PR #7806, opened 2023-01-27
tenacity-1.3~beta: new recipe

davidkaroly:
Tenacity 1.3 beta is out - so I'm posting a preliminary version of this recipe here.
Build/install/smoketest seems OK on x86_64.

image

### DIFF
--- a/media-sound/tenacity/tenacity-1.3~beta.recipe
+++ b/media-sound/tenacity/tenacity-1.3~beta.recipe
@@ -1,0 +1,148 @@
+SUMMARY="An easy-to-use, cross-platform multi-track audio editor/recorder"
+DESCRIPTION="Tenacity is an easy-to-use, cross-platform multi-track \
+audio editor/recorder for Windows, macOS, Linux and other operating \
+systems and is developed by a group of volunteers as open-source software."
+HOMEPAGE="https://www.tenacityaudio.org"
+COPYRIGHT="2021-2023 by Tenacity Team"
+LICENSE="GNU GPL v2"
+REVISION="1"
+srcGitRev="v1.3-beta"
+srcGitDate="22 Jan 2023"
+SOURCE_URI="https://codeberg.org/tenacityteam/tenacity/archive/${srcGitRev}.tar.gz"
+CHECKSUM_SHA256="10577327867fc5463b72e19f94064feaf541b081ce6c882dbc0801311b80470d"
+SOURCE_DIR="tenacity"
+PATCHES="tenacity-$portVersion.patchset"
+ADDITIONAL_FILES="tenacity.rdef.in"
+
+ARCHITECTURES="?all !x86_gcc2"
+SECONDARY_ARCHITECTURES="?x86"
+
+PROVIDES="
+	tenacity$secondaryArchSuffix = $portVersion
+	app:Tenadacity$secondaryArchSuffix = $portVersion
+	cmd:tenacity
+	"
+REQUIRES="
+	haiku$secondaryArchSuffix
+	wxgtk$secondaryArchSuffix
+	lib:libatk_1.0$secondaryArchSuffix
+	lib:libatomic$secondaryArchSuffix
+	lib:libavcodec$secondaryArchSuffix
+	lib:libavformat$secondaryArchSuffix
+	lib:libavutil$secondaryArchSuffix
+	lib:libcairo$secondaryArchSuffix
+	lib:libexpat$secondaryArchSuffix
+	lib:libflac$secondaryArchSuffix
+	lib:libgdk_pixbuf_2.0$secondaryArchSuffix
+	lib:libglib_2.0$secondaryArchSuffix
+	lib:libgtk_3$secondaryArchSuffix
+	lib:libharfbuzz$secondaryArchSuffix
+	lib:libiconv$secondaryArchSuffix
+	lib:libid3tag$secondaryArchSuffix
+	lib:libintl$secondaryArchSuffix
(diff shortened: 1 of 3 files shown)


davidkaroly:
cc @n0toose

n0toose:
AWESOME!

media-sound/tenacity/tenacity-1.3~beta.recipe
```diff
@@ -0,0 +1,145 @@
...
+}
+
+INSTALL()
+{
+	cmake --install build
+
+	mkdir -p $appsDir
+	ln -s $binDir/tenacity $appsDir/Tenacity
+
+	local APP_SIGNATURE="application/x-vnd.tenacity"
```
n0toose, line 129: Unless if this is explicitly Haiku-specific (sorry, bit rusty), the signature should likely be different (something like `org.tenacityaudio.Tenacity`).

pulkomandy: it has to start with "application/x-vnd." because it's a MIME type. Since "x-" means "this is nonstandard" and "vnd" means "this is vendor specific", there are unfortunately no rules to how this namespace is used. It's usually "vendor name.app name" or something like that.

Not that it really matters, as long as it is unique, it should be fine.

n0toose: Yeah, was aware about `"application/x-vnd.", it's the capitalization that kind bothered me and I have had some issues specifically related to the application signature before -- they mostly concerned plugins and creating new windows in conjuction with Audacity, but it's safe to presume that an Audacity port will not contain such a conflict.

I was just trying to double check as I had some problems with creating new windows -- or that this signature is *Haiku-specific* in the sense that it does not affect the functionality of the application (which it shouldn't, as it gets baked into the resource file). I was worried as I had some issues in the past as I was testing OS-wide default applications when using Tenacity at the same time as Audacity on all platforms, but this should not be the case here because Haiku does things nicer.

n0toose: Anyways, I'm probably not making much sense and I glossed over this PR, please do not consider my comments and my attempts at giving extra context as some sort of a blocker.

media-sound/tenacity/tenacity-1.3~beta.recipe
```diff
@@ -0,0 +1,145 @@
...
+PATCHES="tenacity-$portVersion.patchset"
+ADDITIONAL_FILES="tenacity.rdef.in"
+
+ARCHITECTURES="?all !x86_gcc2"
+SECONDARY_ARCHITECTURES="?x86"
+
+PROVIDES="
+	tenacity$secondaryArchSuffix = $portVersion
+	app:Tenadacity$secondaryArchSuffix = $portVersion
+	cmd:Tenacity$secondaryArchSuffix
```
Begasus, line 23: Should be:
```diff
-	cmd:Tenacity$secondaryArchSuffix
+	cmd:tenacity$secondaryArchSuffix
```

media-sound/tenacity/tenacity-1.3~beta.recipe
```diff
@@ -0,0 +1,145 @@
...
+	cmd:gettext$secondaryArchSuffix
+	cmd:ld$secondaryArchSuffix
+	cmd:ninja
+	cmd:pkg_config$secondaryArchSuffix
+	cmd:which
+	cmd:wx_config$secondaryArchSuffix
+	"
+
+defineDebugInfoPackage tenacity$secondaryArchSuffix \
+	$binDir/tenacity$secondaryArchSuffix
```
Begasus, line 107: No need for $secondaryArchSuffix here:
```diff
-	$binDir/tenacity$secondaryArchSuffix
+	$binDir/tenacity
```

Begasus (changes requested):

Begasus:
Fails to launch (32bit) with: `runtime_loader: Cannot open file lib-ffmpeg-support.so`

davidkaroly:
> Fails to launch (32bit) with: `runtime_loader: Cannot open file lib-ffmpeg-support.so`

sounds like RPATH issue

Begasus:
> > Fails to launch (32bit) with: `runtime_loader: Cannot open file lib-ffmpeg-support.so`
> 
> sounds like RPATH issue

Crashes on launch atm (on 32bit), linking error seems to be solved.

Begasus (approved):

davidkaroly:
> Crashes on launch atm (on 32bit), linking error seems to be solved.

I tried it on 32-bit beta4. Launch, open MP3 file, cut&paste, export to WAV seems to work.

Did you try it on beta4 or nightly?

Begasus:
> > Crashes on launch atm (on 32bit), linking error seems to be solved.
┄┄┄┄┄┄
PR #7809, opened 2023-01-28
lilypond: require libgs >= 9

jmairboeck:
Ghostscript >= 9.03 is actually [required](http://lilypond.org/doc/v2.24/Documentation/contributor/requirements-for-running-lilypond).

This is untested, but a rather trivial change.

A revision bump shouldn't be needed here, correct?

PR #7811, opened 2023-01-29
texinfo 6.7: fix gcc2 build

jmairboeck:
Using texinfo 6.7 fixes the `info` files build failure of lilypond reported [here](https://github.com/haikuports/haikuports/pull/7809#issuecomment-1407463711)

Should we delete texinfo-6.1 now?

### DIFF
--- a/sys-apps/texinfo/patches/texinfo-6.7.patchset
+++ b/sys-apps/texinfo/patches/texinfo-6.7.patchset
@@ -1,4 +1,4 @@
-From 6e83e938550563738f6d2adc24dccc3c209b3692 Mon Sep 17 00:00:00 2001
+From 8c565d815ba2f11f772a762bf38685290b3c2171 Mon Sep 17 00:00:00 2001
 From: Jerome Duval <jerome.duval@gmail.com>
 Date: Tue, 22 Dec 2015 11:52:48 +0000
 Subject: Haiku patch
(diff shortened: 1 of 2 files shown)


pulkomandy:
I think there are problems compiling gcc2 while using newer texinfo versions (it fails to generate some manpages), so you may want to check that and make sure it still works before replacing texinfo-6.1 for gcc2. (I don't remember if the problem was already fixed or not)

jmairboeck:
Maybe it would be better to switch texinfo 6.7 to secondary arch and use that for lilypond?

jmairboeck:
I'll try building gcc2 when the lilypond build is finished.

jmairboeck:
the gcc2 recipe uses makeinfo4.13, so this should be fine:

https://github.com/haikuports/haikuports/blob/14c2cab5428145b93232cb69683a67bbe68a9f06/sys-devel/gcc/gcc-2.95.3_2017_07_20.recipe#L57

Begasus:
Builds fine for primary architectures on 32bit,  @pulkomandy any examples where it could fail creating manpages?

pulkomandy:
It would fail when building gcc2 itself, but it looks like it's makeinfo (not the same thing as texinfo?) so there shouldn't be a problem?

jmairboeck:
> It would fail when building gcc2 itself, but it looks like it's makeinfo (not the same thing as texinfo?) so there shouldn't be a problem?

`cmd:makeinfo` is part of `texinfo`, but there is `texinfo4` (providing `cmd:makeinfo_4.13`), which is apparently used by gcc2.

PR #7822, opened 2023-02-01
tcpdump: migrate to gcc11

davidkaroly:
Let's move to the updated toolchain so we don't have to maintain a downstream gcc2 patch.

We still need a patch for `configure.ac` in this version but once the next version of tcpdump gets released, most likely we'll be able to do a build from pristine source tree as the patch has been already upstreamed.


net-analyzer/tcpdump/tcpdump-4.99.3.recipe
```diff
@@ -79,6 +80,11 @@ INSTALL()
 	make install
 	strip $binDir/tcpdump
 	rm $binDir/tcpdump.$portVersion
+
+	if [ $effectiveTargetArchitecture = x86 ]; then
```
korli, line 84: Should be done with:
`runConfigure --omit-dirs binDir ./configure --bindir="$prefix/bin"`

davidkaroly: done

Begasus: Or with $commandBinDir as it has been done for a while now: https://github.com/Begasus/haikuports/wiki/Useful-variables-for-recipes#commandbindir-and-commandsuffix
┄┄┄┄┄┄
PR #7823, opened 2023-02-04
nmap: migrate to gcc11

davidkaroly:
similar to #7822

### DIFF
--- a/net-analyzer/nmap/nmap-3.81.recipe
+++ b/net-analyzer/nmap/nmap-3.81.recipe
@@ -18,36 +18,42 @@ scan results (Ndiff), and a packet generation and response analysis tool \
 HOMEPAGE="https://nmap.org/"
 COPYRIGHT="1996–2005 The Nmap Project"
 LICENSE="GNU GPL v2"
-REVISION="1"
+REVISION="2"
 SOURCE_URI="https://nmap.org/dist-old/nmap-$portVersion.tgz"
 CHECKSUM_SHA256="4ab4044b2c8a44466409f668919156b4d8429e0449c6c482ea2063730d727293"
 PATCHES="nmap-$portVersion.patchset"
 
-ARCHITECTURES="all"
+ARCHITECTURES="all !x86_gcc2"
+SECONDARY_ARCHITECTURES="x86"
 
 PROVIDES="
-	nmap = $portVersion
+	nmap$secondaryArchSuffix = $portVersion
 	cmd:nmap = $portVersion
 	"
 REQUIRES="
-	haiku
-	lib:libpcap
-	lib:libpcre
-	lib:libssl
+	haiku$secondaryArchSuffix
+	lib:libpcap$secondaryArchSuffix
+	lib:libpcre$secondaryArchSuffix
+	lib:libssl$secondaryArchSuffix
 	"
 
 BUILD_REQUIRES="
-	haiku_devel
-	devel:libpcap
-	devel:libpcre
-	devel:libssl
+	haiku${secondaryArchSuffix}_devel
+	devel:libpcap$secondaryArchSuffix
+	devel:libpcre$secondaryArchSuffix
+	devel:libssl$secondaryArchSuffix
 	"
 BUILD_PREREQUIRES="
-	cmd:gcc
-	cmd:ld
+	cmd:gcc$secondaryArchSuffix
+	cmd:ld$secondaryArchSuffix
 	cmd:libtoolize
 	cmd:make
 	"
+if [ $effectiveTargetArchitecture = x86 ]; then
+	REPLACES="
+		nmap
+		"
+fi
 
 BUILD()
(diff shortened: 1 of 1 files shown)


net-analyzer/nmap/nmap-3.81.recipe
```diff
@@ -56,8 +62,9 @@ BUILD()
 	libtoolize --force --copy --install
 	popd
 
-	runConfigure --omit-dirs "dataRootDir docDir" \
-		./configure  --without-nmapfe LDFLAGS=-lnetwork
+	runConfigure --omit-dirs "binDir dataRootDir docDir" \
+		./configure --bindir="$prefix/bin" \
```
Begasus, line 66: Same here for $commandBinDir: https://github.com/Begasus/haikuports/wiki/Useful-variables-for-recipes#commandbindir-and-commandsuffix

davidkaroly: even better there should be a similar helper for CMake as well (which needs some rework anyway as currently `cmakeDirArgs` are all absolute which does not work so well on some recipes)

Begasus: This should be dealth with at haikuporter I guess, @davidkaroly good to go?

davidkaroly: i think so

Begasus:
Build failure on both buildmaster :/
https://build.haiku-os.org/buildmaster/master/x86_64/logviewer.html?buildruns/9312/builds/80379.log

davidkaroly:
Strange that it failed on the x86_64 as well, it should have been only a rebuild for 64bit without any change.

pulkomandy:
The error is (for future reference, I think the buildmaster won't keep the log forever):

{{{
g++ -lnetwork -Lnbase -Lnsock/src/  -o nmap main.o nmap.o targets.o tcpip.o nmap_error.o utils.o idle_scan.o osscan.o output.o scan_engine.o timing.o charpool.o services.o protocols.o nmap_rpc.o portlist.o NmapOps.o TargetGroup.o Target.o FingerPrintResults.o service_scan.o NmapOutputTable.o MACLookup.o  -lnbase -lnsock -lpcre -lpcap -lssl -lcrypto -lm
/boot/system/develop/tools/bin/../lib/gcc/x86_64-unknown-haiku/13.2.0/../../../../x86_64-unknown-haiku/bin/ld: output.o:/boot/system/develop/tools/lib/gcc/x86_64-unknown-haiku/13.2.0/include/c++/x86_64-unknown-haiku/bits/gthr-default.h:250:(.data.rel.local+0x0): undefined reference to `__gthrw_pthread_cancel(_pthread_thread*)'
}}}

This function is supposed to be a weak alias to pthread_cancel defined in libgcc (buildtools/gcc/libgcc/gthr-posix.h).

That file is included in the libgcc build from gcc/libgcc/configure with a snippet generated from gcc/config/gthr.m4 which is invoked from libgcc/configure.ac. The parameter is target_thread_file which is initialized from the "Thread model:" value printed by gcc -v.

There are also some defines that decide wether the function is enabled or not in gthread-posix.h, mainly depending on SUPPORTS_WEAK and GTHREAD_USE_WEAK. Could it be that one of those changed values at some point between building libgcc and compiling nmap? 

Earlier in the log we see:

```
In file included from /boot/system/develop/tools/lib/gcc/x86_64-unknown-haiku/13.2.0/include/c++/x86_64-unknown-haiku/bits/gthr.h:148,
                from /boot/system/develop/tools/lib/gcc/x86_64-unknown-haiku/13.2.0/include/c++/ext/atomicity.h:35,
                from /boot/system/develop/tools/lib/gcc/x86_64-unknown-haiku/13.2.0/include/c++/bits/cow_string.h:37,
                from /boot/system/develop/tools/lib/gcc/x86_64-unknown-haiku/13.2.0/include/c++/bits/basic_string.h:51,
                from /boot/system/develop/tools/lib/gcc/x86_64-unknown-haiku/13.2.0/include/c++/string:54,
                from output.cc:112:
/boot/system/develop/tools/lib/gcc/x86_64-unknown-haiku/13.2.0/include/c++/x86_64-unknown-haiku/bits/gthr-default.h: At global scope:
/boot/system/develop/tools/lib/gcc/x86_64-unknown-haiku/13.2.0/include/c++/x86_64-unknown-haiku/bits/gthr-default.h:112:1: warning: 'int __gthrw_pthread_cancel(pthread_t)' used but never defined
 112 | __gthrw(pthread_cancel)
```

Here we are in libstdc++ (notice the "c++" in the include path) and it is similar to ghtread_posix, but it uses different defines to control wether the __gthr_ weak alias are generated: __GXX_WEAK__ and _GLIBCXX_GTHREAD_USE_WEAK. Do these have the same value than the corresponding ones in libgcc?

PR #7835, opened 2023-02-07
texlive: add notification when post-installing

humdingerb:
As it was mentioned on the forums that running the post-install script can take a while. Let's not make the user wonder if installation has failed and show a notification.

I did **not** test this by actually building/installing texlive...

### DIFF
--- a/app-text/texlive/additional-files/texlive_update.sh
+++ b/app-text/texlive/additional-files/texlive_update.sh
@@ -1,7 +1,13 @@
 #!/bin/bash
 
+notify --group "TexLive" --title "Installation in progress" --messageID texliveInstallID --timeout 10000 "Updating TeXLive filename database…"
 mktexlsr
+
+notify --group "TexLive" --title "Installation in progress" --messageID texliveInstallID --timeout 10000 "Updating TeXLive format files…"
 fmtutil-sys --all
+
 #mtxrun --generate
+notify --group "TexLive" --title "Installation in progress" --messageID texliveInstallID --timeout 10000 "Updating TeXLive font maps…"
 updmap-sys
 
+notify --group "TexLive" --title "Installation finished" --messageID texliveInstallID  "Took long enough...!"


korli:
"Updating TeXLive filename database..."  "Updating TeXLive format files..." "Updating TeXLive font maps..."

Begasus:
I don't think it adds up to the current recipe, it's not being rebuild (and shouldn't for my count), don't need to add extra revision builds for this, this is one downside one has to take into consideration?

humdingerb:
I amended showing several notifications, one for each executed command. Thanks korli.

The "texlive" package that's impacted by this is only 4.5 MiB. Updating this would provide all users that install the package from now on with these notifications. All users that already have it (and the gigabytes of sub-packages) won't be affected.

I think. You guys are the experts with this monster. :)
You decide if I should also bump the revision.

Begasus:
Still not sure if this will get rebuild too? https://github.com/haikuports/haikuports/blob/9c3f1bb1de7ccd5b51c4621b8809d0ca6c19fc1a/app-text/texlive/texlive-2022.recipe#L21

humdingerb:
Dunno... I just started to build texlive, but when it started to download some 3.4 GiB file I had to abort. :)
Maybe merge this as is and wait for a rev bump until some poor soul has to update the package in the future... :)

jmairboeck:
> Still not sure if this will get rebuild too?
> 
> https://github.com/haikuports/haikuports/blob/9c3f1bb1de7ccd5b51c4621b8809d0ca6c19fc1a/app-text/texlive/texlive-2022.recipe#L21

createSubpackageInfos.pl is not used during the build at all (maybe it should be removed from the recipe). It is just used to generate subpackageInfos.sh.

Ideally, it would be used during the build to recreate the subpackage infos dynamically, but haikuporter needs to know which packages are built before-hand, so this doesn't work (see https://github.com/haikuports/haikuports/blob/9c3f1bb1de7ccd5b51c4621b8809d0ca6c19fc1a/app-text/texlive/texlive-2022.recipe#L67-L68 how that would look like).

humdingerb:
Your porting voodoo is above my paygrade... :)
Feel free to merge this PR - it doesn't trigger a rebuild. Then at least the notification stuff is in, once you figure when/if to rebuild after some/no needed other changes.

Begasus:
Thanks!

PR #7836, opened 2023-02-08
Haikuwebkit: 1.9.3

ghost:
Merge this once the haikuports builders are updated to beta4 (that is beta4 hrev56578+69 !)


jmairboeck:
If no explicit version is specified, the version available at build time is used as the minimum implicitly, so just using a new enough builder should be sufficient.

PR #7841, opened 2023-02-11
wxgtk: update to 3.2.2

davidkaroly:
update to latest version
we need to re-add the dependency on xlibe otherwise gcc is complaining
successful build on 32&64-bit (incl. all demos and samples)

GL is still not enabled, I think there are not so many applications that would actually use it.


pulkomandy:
┄┄┄┄┄┄
◆ **Problem to work on**
How many lines in the entries contain the string "docDir"? Give the number only.

◆ **Task response**
2